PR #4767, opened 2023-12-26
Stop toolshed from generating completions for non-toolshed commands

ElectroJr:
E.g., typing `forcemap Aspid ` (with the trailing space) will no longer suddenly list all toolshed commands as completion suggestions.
+---+
▸ Exercise requirements
Word for word, copy the material above.

▸ Your solution
PR #4767, opened 2023-12-26
Stop toolshed from generating completions for non-toolshed commands

ElectroJr:
E.g., typing `forcemap Aspid ` (with the trailing space) will no longer suddenly list all toolshed commands as completion suggestions.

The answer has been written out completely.